What you need to do: In the data, find each line where the word "removed" appears and list that line.

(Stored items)
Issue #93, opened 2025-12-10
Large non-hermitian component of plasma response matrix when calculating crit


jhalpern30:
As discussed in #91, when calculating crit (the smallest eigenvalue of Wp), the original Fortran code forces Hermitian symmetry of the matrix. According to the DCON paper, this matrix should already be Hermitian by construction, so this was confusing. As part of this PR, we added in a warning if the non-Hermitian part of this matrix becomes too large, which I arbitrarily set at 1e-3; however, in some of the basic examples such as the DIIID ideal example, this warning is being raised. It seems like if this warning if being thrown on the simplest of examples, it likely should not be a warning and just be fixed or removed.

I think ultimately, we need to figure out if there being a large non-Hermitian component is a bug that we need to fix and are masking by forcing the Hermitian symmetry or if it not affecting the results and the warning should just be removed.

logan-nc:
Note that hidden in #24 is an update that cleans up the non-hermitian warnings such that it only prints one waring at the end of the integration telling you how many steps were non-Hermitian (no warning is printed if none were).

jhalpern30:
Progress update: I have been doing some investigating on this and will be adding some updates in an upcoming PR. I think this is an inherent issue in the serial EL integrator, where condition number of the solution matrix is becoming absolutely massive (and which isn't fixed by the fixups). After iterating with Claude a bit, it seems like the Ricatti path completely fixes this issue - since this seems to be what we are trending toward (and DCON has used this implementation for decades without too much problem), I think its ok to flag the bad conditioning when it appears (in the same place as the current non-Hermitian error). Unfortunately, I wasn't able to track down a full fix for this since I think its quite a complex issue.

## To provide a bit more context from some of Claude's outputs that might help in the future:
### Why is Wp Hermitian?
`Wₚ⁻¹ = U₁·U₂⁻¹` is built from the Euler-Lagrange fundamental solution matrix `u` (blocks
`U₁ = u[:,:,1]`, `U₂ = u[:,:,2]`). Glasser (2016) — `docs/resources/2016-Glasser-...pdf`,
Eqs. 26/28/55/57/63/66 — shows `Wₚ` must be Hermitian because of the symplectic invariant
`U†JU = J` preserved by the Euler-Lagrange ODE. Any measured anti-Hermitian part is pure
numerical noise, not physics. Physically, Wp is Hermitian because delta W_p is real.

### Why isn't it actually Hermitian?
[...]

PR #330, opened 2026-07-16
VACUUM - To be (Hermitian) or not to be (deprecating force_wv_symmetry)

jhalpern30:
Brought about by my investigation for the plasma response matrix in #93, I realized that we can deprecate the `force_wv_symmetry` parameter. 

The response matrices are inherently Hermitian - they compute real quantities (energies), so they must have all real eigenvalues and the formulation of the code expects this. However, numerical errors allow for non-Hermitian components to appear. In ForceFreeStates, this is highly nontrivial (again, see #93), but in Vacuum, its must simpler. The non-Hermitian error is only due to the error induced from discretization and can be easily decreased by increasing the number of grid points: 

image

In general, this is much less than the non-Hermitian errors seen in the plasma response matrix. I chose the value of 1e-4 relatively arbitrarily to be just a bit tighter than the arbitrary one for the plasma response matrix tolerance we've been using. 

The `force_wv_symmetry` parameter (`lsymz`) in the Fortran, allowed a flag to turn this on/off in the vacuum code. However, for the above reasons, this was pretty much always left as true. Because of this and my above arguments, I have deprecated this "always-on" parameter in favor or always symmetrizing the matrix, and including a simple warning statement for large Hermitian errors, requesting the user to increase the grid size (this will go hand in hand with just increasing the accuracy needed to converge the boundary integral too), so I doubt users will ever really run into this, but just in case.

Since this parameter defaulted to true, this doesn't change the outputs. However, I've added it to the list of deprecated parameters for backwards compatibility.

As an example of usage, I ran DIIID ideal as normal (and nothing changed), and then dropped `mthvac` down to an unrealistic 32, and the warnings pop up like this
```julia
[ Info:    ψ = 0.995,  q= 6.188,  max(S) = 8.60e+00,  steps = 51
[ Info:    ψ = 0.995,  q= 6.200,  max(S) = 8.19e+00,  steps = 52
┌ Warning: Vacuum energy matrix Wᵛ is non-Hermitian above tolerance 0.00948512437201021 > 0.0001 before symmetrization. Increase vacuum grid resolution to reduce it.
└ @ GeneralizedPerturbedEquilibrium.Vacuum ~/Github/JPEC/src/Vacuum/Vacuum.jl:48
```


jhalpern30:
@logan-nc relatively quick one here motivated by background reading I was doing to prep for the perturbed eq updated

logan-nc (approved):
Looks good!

Solution for this task:
As discussed in #91, when calculating crit (the smallest eigenvalue of Wp), the original Fortran code forces Hermitian symmetry of the matrix. According to the DCON paper, this matrix should already be Hermitian by construction, so this was confusing. As part of this PR, we added in a warning if the non-Hermitian part of this matrix becomes too large, which I arbitrarily set at 1e-3; however, in some of the basic examples such as the DIIID ideal example, this warning is being raised. It seems like if this warning if being thrown on the simplest of examples, it likely should not be a warning and just be fixed or removed.
I think ultimately, we need to figure out if there being a large non-Hermitian component is a bug that we need to fix and are masking by forcing the Hermitian symmetry or if it not affecting the results and the warning should just be removed.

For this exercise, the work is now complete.